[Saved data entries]
════════════════
PR #4179, opened 2020-02-21
Write out note as normal text element rather than dictionary

### LINKED ISSUE #3964: UFO import not handling note key correctly
The import UFO functionality should have the same behavior as the export regarding the mapping of fields. So the SFD field `Comment` is mapped to the UFO note `key` in the `dict` tag during the export, but not during import.

### FontForge version
Version: 20190801
OS: MacOS 10.14.6

### Expected behavior

If I import of UFO v2 file such as this one [here](https://github.com/eduardomourar/fiati/blob/763db1d11aa6fc0738b150fe6cf373785f43d2fd/sources/fiati-regular/fiati-regular.ufo/glyphs/uniE_C_43.glif#L34), I would expect the SFD file result to contain a `Comment` with the note value.

```
Comment: "fingeringFluteLHThumbBFlatClosed"
```

### Actual Behavior
But instead the note gets translated into a `PickledDataWithLists` for the glyph shown [here](https://github.com/eduardomourar/fiati/blob/763db1d11aa6fc0738b150fe6cf373785f43d2fd/sources/fiati-regular/fiati-regular.sfd#L1445).

```
PickledDataWithLists: "(dp0
Vnote
p1
VfingeringFluteLHThumbBFlatClosed
p2
s."
```

### Workaround

Modify SFD file after import by replacing the string from PickledDataWithLists to Comment.

skef:
The code to read a UFO 3 "note" element into the SplineChar comment field seems to be correct. The old code to write it out was using a key/value pair format rather than a simple text element. It appears that the glif `note` field is the latter. 

Closes #3964

### DIFF
--- a/fontforge/ufo.c
+++ b/fontforge/ufo.c
@@ -923,7 +923,8 @@ xmlNodePtr _GlifToXML(const SplineChar *sc, int layer, int version) {
 			    // "<anchor x=\"%g\" y=\"%g\" name=\"%s%s\"/>" ap->me.x ap->me.y ap->anchor->name
 			}
 	}
-    if (sc->comment) PListAddString(topglyphxml, "note", sc->comment);
+    if (sc->comment)
+	xmlNewChild(topglyphxml, NULL, BAD_CAST "note", BAD_CAST sc->comment);
     if ( sc->layers[layer].refs!=NULL || sc->layers[layer].splines!=NULL ) {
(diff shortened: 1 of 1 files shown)


skef:
Note that this will continue to discard the `note` when importing a glif into an individual character. This is probably the correct decision given the current code (one imports into a layer) but maybe there should be a "replace character" import option.

frank-trampe:
I agree that the status quo seems otherwise fine. We'll see whether anybody asks for more.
════════════════
### Directions for this task
Exactly as they are written, print the entries again.

### Expected answer
PR #4179, opened 2020-02-21
Write out note as normal text element rather than dictionary

### LINKED ISSUE #3964: UFO import not handling note key correctly
The import UFO functionality should have the same behavior as the export regarding the mapping of fields. So the SFD field `Comment` is mapped to the UFO note `key` in the `dict` tag during the export, but not during import.

### FontForge version
Version: 20190801
OS: MacOS 10.14.6

### Expected behavior

If I import of UFO v2 file such as this one [here](https://github.com/eduardomourar/fiati/blob/763db1d11aa6fc0738b150fe6cf373785f43d2fd/sources/fiati-regular/fiati-regular.ufo/glyphs/uniE_C_43.glif#L34), I would expect the SFD file result to contain a `Comment` with the note value.

```
Comment: "fingeringFluteLHThumbBFlatClosed"
```

### Actual Behavior
But instead the note gets translated into a `PickledDataWithLists` for the glyph shown [here](https://github.com/eduardomourar/fiati/blob/763db1d11aa6fc0738b150fe6cf373785f43d2fd/sources/fiati-regular/fiati-regular.sfd#L1445).

```
PickledDataWithLists: "(dp0
Vnote
p1
VfingeringFluteLHThumbBFlatClosed
p2
s."
```

### Workaround

Modify SFD file after import by replacing the string from PickledDataWithLists to Comment.

skef:
The code to read a UFO 3 "note" element into the SplineChar comment field seems to be correct. The old code to write it out was using a key/value pair format rather than a simple text element. It appears that the glif `note` field is the latter. 

Closes #3964

### DIFF
--- a/fontforge/ufo.c
+++ b/fontforge/ufo.c
@@ -923,7 +923,8 @@ xmlNodePtr _GlifToXML(const SplineChar *sc, int layer, int version) {
 			    // "<anchor x=\"%g\" y=\"%g\" name=\"%s%s\"/>" ap->me.x ap->me.y ap->anchor->name
 			}
 	}
-    if (sc->comment) PListAddString(topglyphxml, "note", sc->comment);
+    if (sc->comment)
+	xmlNewChild(topglyphxml, NULL, BAD_CAST "note", BAD_CAST sc->comment);
     if ( sc->layers[layer].refs!=NULL || sc->layers[layer].splines!=NULL ) {
(diff shortened: 1 of 1 files shown)


skef:
Note that this will continue to discard the `note` when importing a glif into an individual character. This is probably the correct decision given the current code (one imports into a layer) but maybe there should be a "replace character" import option.

frank-trampe:
I agree that the status quo seems otherwise fine. We'll see whether anybody asks for more.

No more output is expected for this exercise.